You are on page 1of 9

DESIGN OF PARALLEL BIQUAD FOR IMPLEMENTING IIR FILTERS

PRASANTH KRISHNA K
Dept. of Electronics and Communication, Amrita University, Amrita School of Engineering
Kollam, Kerala - 690 525, India

ABSTRACT: IIR filters of order greater than four are generally implemented as cascade of
second order biquads due to concerns over stability. As the order of the filter increases, the number
of biquads that have to be cascaded also increases. This imposes a restriction on the maximum
speed that is achievable by the filter. In this paper I present a three parallel implementation of a
digital biquad, which can be used as a building block for higher order IIR filters. Since the
proposed biquad block is three parallel the IIR filter that uses this can process 3 inputs at a time to
give 3 outputs, effectively reducing the delay for producing one output to one third. The same
structure can be used for reducing the power in applications where there is not much performance
requirement. The simple biquad structure and the three parallel biquad structure was modelled in
MATLAB and implemented in Verilog. The results of the Verilog implementation was verified
through FFT and by Vector matching with the results obtained from that of the MATLAB model.

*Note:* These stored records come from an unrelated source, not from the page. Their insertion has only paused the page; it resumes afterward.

PR #1168, opened 2023-01-10
Fix Map<Ord,...> + Map<Ord,..> result type

StefanBertels:
`Map<OrdK,...> + Map<OrdK,..>` returned a Map type without `OrdK`


louthy:
Thanks @StefanBertels 👍

PR #1169, opened 2023-01-10
Remove duplicate assignment in PString constructor

timmi-on-rails:


louthy:
Thanks @timmi-on-rails 👍

PR #1180, opened 2023-01-29
Fix race condition when merging producers

### LINKED ISSUE #1179: Merge synchronous producers causes exception
Consider the following effect, where the `Runtime` is arbitrary:

```csharp
Effect<Runtime, Unit> effect = compose(
    Producer.merge<Runtime, int, Unit>(yield(1), yield(1)),
    awaiting<int>().Map(ignore))
```

I would expect the execution of this effect to succeed.
But what happens is, an exception is thrown: `LanguageExt.Common.ExpectedException : sequence empty`.

The problem seems related to all producers being synchronous.
My proposed solution can be found in the linked PR.

timmi-on-rails:
The resulting producer of the function `Producer.merge` failed with an exception, when only synchronous producers were combined. The boolean variable `running` was set to false, before any items of the `queue` were yielded.

Fixes #1179

### DIFF
--- a/LanguageExt.Core/Effects/Pipes/Producer/Producer.cs
+++ b/LanguageExt.Core/Effects/Pipes/Producer/Producer.cs
@@ -428,8 +428,7 @@ namespace LanguageExt.Pipes
                           });
                 #pragma warning restore CS4014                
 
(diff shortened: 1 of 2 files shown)


louthy:
Looks like a nice and simple fix, thanks @timmi-on-rails 👍

PR #1189, opened 2023-02-08
Add reset color function to console trait

timmi-on-rails:
Regarding console color handling, this is the only missing function from the BCL. Thus this commit completes the console color functionalities.


timmi-on-rails:
The `MemoryConsole.ResetColor` function is not atomic which yields inconsistent states in concurrent scenarios.

Is `MemoryConsole` supposed to be thread-safe?

louthy:
Thanks @timmi-on-rails 👍

PR #41, opened 2016-04-18
Using node event emitter

flore77:
@jzaefferer I switched to `Node's EventEmitter`, and everything seems ok (tests are passing).

I imported the EventEmitter the standard way, because for ES6 import style, I think we will need [rollup-plugin-node-resolve](https://github.com/rollup/rollup-plugin-node-resolve) and [rollup-plugin-commonjs](https://github.com/rollup/rollup-plugin-commonjs), but I want to know if we go this way.


jzaefferer:
That looks promising. The node implementation does quite a bit more than what we've implemented, but since that's somewhat standardized (a core module after all), it seems like a good API.

PS: Changes like this can go into a single commit.

flore77:
Yeah, I really don't know why I broke the commit in two, I cam squash them.

@jzaefferer the generated bundle will be used also in the browser? 
If yes, we still need an implementation, something like [this](https://github.com/Gozala/events) for in-browser use, I think this is also used by [webpack](https://github.com/webpack/node-libs-browser). 
`rollup` is only requiring the `events` module without importing some code, this may be fine for a node env.

jzaefferer:
Yes, used in the browser. Speaking of which, we could run our tests in Phantomjs 2.x, to test something browser-alike.

flore77:
Yes, we could have two test commands one for a `node env` and one for a `browser env`. What do you think to use for a browser env? Karma? But anyway, I think this should be a separate issue.

This issue should be if we are changing the EventEmitter implementation with a node standard compliant version.

jzaefferer:
Sure, but it helps to have tests that fail before you fix the underlying issue. Eventually we should have `npm test` run tests in at least node and Phantom.

For now let's update this to use one of the modules you suggested and manually test in a browser.

flore77:
You are right, proper TDD :smiley:

flore77:
I have really struggled to make this work. The `rollup package` was not up to date and it was not considering plugins etc. It has take me while to notice it and to get this on the right track.

As you can see the tests are passing in a node env, but in the browser I receive this error:
image

which I have seen that it is also appearing with the [old build](https://github.com/js-reporters/js-reporters/blob/43394e970cee759d0affdb1351848a4cdb815fc5/build.js#L9).

Maybe we should firstly fix the testing in another branch and then finish this.

jzaefferer:
The last commit is looking good!

> Maybe we should firstly fix the testing in another branch and then finish this.

Yeah, that makes sense.

flore77:
Alright, I will do a new branch for fixing the whole testing. And then return to this. 

Maybe the new branch would also fix #36, I have seen that there are also some problems.

jzaefferer:
Yeah, sounds like that could be related. So first fix the testing setup, then do event emitter and mocha adapter.

jzaefferer:
@flore77 let's try this again?

flore77:
@jzaefferer done.

jzaefferer:
Thanks! Squashed everything into a single commit with an updated message.

Issue #42, opened 2016-04-23
Bundling setup


flore77:
## Need

We need a proper bundle so that we can import it anywhere.

## Deliverables
A proper bundle that will also work in the browser.

## Current Problem
Now we are using `babel` to transform the [code generated](https://github.com/js-reporters/js-reporters/blob/43394e970cee759d0affdb1351848a4cdb815fc5/build.js#L17) by `rollup`, and babel is breaking the code, by passing for the `global` parameter `undefined` instead of the `this` object. The bundle looks like:

```js
(function (global, factory) {
   // some code for module importing
   global.JsReporters = factory();
})(undefined, function () {
   // some code
});
```

And of course this will not work in the browser, failing with the following error:
![image](https://cloud.githubusercontent.com/assets/11819686/14763227/137cea7e-0998-11e6-9d87-ce690f1f6f7f.png)

## Solution
To use the [rollup babel plugin](https://www.npmjs.com/package/rollup-plugin-babel), as also the [es2015 rollup babel preset](https://www.npmjs.com/package/babel-preset-es2015-rollup).

 To use this plugins we also need to update the [rollup version](https://github.com/js-reporters/js-reporters/blob/43394e970cee759d0affdb1351848a4cdb815fc5/package.json#L22).

flore77:
@jzaefferer please review this specs. 

Also please tell me:
1. do we mantain the current setup (i.e using rollup programtically), or we can switch to a `rollup.config.js` file, and then only run `rollup` from `command line`.
2. do we keep the thing with the [license-header](https://github.com/js-reporters/js-reporters/blob/43394e970cee759d0affdb1351848a4cdb815fc5/lib/license-header.js)

`rollup.config.js`:
```js
module.exports = {
  entry: 'lib/index.js',
  format: 'umd',
  moduleName: 'JsReporters',
  plugins: [
    babel()
  ],
  dest: 'dist/js-reporters.js'
};
```

jzaefferer:
I'm fine with switching to the config.js approach. We should keep the license header.

PR #43, opened 2016-04-24
Bundling Setup

flore77:
@jzaefferer please review changes, as discussed in #42.

I also changed the data format into a more friendlier format, which does not include time. Do we need also the time? Please tell me which format do you prefer :smiley:


flore77:
The tests are now also running in the browser.

jzaefferer:
Nice work. I've squashed a few related commits (with update commit message). Also updated the `npm test` command to run linting and integration tests.

PR #45, opened 2016-04-25
Standard style

### LINKED ISSUE #44: Use JavaScript Standard Style
## Need

We need a clean and organize code base.

## Deliverables

A clean code, which is easy to read.

## Solution

Use [standard](https://www.npmjs.com/package/standard), which does not need any configuration, except for ignores.

flore77:
Fixes #44. @jzaefferer please review.

### DIFF
--- a/package.json
+++ b/package.json
@@ -3,47 +3,20 @@
   "version": "1.0.0",
   "scripts": {
     "build": "rollup -c",
-    "lint": "eslint lib/ test/",
+    "lint": "standard",
     "test": "npm run lint && node test/test.js && npm run test-integration",
     "test-integration": "mocha test/integration/adapters.js"
   },
   "devDependencies": {
-    "babel-eslint": "^5.0.0",
     "babel-preset-es2015-rollup": "^1.1.1",
     "chai": "^3.5.0",
     "commitplease": "^2.2.3",
-    "eslint": "~2.2.0",
     "jasmine": "^2.3.1",
     "jasmine-core": "^2.3.4",
     "mocha": "^2.4.5",
     "qunitjs": "^1.18.0",
     "rollup": "^0.26.0",
-    "rollup-plugin-babel": "^2.4.0"
-  },
-  "eslintConfig": {
-    "parser": "babel-eslint",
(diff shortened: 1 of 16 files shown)


jzaefferer:
👍 

Nice work. Did you do this all by hand, or use `standard-format`?

Somewhat a note to myself: For the future, I'd try to group the various changes: Removes semicolons in one commit, switch quotes in another, finally change whitespace (or a different order). That way the whitespace changes could be verified with `-w` (`?w=1` on GitHub), which should result in an empty diff. Mixing it all together makes it harder.

package.json
```diff
@@ -3,47 +3,20 @@
   "version": "1.0.0",
   "scripts": {
     "build": "rollup -c",
-    "lint": "eslint lib/ test/",
+    "lint": "standard",
```
jzaefferer: We don't need a separate script for this anymore. Let's inline it into the `test` script.

jzaefferer: Addressed that in b0dc0955a381b74d4aed54031548105078fd2365

flore77:
Yes, I have used `standard-format`, it would have been insane to do it all by hand, there where approximately **750 errors**. After using `standard-format`, there were only 10 or something like that.

> I'd try to group the various changes:

Yes it would be good, but I don't know if you can achieve this with `standard-format`.

jzaefferer:
> After using standard-format, there were only 10 or something like that.

Which one did it miss?

> but I don't know if you can achieve this with standard-format.

Probably not out of the box. Not sure if its worth investigating...

flore77:
> Which one did it miss?

He missed to remove some blank lines, like:
```js
for () {

// comment
code
}
```

There should be no line btw for and the comment.

Variables declared:
```js
var x, y, z;
```
that must be declared:
```js
var x;
var y;
var z;
```

And there were some errors about not knowing who `it` or `describe` was, one line at the top telling `standard`that there is a `Mocha env`, fixed them all.

I think that was all.

> Probably not out of the box. Not sure if its worth investigating...

Yes, I think there is no gain to investigate that, for this project.

PR #46, opened 2016-04-26
Mocha adapter

flore77:


test/mocha/index.html
```diff
@@ -0,0 +1,24 @@
...
+    <script>mocha.setup('bdd')</script>
+    <script src="../../dist/js-reporters.js"></script>
+    <script src="tests.js"></script>
+    <script>
+        window.onload = function () {
+            mocha.run();
+
+            var runner = new JsReporters.MochaAdapter(mocha);
+            JsReporters.ConsoleReporter.init(runner);
+            mocha.run();
```
jzaefferer: Why is this 2nd `mocha.run()` call necessary?

flore77:
The tests are passing so it should be good :smiley: 

It is ok to call Mocha **twice**, because on first run, Mocha uses it's default html reporter, and then when we are passing it to our adapter, it is overriding the html reporter.

Now I was checking for race conditions, it seems mocha runs them in parallel, so it should be fine.

jzaefferer:
Can you add a comment to the code, to include that explanation?

flore77:
Sure, I was thinking about that too.

 And what I do mean through runs them in parallel, is that mocha runs  them **independently** in parallel, with help of different [processes](https://github.com/mochajs/mocha/blob/c0f9be244bff479e948f59d1bdb825a45c2cb40c/bin/mocha#L57). 
But now this is happening when used from command line, I'm not sure, when it is used programmatic. @jzaefferer  Should I investigate a little more ?

jzaefferer:
I think we can land this and investigate that separately. Would be nice to be able to add a reporter, instead of replacing the existing one.

Is there anything else left to do here? Up to date with master?

jzaefferer:
Now that #41 landed, can you rebase and update this, to make use of the external events module as well?

flore77:
@jzaefferer done.

jzaefferer:
Two more things:

1. Let's add `npm run build` to the test script, otherwise we may run tests against an outdated built file.
1. Extend the integration tests with the mocha adapter

flore77:
@jzaefferer finished. I add a `pretest` script, which calls the `building script` before actual testing.

test/integration/adapters.js
```diff
@@ -15,7 +15,7 @@ var collectedData = {}
  * @type {Array}
  * @const
  */
-const adapters = ['Jasmine', 'QUnit']
+const adapters = ['Jasmine', 'QUnit', 'Mocha']
```
jzaefferer: Let's replace this with `Object.keys(runAdapters)` (or something like that)

lib/adapters/MochaAdapter.js
```diff
@@ -0,0 +1,112 @@
+import EventEmitter from 'events'
+import { Test, Suite } from '../Data.js'
+
+export default class MochaAdapter extends EventEmitter {
+  constructor (mocha) {
+    super()
+
+    this.mocha = mocha
+    mocha.reporter((runner) => {
```
jzaefferer: Is this documented to replace the current reporter? Is there an option to add an additional reporter instead?

lib/index.js
```diff
@@ -8,6 +9,7 @@ import { Test, Suite } from './Data.js'
 export default {
   QUnitAdapter: QUnitAdapter,
   JasmineAdapter: JasmineAdapter,
+  MochaAdapter: MochaAdapter,
```
jzaefferer: Let's use object shorthand, omitting the value when it matches the key.

test/test.js
```diff
@@ -25,11 +27,27 @@ var qunitRunner = new JsReporters.QUnitAdapter(QUnit)
...
 require('./qunit/tests.js')
 
 QUnit.load()
+
+var mocha = new Mocha()
+var mochaRunner = new JsReporters.MochaAdapter(mocha)
+var mochaTestReporter = new JsReporters.TestReporter(mochaRunner, referenceData.Mocha)
+
+mocha.addFile(
+  path.join(__dirname, 'mocha/tests.js')
```
jzaefferer: Why is this `addFile` call using `path.join`, but the other one (above) is just adding `test/mocha/tests.js`?

lib/adapters/MochaAdapter.js
flore77: [Mocha Usage](https://mochajs.org/#usage), the --reporter description is `specify the reporter to use` and [Using Mocha programmatically](https://github.com/mochajs/mocha/wiki/Using-mocha-programmatically#set-options), `reporter` function description is `set the reporter`. 

So there is no option like `addReporter` or something like that :disappointed:

test/test.js
flore77: Which one above? Do you mean this [one](https://github.com/js-reporters/js-reporters/pull/46/files?diff=unified#diff-cbe814bd39e9f048a8d19ed4d2006bd5R46). I think it can take also `asolute paths` as also `relative to the current directory`.

test/integration/adapters.js
flore77: Sure. But I think we should change this in another issue/branch, where we are refactoring testing, because there will be one, for adding more tests, use the same `referenceData obj`.

lib/index.js
flore77: Ok. May I move this file to the `root` of the project ? I think there should be the `entry point`.

Maybe also doing this in another issue, where we do more small fixes ?

flore77:
I used absolute paths for `Mocha` and `QUnit`, but for `Jasmine` it does not work.

flore77:
How strange, I don't know how [fe37573](/js-reporters/js-reporters/pull/46/commits/fe375739c966e6f2f880722055054838a16f3c5b) has passed, there should have been `2 linting errors`.

jzaefferer:
Alright, landed! I did the `Object.keys` fix, along with a cleanup of some source comments, in 255209e8011bb7bddbd38da19fcf64bdb6f8f7ad

PR #48, opened 2016-04-29
Entry point

flore77:
@jzaefferer please review.


jzaefferer:
Could you try to redo that 2nd commit, using `git mv`, so that it recognises the rename?

flore77:
I had to broke it, in two commits, because when I was modifying the `renamed index.js` file, than `git` was seeing it like a `new file` and the` old one deleted`.

jzaefferer:
Can you rebase it to get rid of the revert commit?

flore77:
@jzaefferer done.

jzaefferer:
The commit message for the first commit is a bit messy. Normally I'd just fix this while merging, in this case I think its worth if you do it yourself and pay a little more attention to those in the future ;-)

flore77:
Yes, sorry about that.

jzaefferer:
Alright, that's done.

KEYWORDS: Biquad, IIR Filter, FIR Filter, Quantization, Fixed Point Representation, Booth
Recoding, Wallace Tree, Convergent Rounding, Unfolding, FFT.

INTRODUCTION

IIR filters when compared to FIR filters are less complex and takes much less area since it utilizes
lesser multipliers and adders to achieve the same specification. However since IIR filters have a
feedback they are nonlinear in phase and can be unstable. Applications which do not require
linearity in phase can use IIR filters in place of FIR filters which are often implemented in a higher
order to meet the specification, thereby burning more power and area. Practical IIR filters are of
order greater than four and are implemented as cascades of biquads due to concerns over stability.
Biquads which are second order recursive filters contains two poles and two zeros, can be
implemented in various forms like Direct Form I, Direct Form II and Transpose forms, Francis
(2009) and Karen et al. (2013). Out of these structures Transpose Direct Form II is most canonical
form as it uses minimum number of delay elements, multipliers and adders. Apart from the above
mentioned structures there are other structures which are optimized for performance or area. In this
paper the biquad is implemented in the Transpose Direct Form II structure, since it is hardware
efficient and can be modularized for reuse. The simple biquad designed in Direct Form II structure
forms the heart of the 3 parallel biquad which can be used as a building block of IIR filter. The
design steps involved are algorithmic in nature and involves a number of iterations. The system
design results thus derived are optimal in terms of hardware requirement and sticks to the
maximum error requirement for the design under consideration.

IIR FILTER BIQUAD SYSTEM DESIGN

IIR filter biquad generally comprises of adders and multipliers along with delay elements. As
discussed earlier IIR filters has a feedback path so ensuring stability of the design is an important
design parameter. An IIR biquad can be represented mathematically as in (1) where b0 to b2 are
the feed forward coefficients and a1 to a2 are the feedback coefficients. All the coefficients are
normalized such that the coefficient a0 is unity. x(n) and y(n) are the input and the output of the
biquad.

y(n) = b0 x(n) + b1 x(n-1) + b2 x(n-2) + a1 y(n-1) + a2 y(n-2) (1)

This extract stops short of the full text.